Copy the result of filtering the entries below for lines that include the string "newer".
Top of DATA SECTION
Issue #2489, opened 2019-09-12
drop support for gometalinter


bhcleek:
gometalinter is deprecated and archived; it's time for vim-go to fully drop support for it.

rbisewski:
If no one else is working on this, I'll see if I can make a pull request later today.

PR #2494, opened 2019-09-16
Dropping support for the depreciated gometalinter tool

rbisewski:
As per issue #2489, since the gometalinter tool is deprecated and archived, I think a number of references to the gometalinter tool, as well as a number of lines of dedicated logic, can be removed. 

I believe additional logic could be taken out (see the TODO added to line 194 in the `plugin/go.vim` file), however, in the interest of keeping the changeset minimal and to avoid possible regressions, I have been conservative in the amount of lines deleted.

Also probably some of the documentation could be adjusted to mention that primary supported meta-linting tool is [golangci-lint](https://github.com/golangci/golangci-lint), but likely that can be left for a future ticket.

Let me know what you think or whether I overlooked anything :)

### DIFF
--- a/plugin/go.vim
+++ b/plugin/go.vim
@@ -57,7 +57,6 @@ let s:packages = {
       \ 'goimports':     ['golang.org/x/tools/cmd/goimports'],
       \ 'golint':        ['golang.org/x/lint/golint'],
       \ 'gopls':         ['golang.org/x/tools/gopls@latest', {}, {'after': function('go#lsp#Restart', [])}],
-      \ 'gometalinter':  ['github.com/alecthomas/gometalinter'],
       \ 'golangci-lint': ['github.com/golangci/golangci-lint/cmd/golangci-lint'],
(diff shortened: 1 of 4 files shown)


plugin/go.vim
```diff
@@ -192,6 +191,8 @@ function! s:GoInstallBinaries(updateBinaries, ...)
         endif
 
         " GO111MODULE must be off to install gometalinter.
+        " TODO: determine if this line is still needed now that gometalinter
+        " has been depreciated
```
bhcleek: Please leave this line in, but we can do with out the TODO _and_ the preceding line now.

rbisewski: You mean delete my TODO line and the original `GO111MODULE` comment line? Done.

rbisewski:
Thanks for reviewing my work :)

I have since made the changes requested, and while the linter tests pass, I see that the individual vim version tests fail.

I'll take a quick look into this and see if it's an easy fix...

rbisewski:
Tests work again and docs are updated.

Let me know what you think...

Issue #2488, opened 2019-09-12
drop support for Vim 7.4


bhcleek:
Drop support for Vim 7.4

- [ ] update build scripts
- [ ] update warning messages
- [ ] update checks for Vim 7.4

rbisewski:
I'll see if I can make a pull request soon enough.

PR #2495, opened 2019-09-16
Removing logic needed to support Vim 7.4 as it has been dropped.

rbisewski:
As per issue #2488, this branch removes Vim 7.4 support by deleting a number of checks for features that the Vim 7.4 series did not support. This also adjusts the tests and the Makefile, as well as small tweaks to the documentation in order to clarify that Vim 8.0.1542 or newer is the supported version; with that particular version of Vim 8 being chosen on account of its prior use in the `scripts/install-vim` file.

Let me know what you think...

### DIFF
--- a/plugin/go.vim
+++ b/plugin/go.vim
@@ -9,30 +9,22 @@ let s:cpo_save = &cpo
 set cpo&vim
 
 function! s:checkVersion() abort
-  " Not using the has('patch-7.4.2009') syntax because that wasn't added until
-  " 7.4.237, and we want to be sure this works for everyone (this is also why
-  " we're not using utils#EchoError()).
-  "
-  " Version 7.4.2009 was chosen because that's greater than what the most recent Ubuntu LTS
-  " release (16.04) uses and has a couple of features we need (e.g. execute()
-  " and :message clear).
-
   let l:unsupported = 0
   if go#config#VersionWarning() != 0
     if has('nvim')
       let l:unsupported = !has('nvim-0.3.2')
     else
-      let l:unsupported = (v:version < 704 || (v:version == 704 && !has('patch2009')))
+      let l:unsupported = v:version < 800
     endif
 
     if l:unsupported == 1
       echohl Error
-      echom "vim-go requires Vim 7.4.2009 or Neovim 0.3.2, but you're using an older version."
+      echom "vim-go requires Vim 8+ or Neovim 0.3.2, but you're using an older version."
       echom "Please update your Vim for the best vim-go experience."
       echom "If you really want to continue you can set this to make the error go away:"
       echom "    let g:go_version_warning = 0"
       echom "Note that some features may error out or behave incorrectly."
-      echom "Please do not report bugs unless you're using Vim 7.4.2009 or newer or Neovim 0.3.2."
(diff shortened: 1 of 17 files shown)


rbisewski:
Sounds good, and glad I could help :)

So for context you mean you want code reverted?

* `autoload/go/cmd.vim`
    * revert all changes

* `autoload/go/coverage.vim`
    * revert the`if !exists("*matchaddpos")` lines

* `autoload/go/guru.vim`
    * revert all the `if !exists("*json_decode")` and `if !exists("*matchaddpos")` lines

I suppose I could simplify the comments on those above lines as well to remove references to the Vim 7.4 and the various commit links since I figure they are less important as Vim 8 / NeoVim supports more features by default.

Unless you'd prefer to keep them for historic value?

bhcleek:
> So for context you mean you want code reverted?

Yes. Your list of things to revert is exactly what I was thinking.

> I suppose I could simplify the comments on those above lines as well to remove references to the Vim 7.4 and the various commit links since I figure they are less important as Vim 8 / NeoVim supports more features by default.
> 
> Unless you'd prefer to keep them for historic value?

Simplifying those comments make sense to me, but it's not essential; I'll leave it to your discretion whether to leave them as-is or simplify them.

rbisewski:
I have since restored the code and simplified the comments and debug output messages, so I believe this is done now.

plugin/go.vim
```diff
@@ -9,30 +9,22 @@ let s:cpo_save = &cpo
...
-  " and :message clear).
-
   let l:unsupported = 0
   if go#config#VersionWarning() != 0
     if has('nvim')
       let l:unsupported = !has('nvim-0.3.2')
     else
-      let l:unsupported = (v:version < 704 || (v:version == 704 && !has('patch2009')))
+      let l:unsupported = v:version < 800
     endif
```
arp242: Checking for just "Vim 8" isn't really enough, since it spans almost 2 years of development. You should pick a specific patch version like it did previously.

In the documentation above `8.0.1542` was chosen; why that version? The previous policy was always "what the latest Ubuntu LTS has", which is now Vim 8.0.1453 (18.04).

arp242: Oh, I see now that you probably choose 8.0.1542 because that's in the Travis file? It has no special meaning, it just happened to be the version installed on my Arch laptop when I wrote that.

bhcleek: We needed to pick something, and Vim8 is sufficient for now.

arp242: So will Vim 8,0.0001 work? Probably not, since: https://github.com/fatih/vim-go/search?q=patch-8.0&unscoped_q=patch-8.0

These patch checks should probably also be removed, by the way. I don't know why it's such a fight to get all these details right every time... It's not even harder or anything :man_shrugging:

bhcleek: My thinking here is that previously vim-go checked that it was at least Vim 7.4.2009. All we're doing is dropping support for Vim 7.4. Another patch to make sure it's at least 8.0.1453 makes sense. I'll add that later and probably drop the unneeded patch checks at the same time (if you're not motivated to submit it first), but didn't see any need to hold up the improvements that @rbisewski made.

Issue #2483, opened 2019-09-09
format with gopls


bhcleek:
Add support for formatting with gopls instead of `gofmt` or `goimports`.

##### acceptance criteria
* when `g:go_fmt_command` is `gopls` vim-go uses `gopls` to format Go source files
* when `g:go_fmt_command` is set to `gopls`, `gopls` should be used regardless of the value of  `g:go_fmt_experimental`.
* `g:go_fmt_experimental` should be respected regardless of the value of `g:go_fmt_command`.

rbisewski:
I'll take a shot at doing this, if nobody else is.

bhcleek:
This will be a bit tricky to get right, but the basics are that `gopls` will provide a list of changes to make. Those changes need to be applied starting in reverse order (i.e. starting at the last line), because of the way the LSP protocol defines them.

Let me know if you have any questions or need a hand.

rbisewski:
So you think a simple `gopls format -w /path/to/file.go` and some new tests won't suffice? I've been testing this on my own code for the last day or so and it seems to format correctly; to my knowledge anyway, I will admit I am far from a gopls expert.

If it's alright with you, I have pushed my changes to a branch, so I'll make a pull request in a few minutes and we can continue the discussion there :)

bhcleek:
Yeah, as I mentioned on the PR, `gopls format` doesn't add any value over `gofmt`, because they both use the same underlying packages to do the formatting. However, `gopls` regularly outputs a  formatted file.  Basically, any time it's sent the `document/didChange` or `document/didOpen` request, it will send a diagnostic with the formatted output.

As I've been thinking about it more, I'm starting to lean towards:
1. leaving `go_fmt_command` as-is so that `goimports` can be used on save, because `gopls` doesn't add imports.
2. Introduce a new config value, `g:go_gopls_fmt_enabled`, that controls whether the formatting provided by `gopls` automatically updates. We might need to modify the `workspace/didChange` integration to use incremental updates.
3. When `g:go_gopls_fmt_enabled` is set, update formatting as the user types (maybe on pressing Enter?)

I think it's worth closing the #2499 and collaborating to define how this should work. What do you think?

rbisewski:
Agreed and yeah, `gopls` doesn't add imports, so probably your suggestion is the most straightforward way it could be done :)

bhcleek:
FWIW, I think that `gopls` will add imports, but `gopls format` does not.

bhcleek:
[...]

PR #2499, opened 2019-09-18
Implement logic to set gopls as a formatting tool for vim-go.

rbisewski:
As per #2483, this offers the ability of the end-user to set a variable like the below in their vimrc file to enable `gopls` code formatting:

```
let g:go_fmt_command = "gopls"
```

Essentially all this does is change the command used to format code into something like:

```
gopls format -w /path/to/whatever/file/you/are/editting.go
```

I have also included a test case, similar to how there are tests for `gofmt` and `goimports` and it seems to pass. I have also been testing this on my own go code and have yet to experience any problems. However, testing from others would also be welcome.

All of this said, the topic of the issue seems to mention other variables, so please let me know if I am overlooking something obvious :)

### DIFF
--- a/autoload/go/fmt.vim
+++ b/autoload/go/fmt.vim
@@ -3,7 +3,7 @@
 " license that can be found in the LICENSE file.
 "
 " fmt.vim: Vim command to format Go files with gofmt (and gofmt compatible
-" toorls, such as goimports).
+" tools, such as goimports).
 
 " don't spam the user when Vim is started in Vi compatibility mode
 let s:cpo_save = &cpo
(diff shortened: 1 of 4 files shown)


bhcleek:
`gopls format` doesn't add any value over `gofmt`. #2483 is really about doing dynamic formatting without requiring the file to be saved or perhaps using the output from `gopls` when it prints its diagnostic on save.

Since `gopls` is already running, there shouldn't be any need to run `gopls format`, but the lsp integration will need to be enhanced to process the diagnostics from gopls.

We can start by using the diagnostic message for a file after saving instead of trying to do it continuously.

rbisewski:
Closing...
Bottom of DATA SECTION
TASK RESULT -
As per issue #2488, this branch removes Vim 7.4 support by deleting a number of checks for features that the Vim 7.4 series did not support. This also adjusts the tests and the Makefile, as well as small tweaks to the documentation in order to clarify that Vim 8.0.1542 or newer is the supported version; with that particular version of Vim 8 being chosen on account of its prior use in the `scripts/install-vim` file.
-      echom "Please do not report bugs unless you're using Vim 7.4.2009 or newer or Neovim 0.3.2."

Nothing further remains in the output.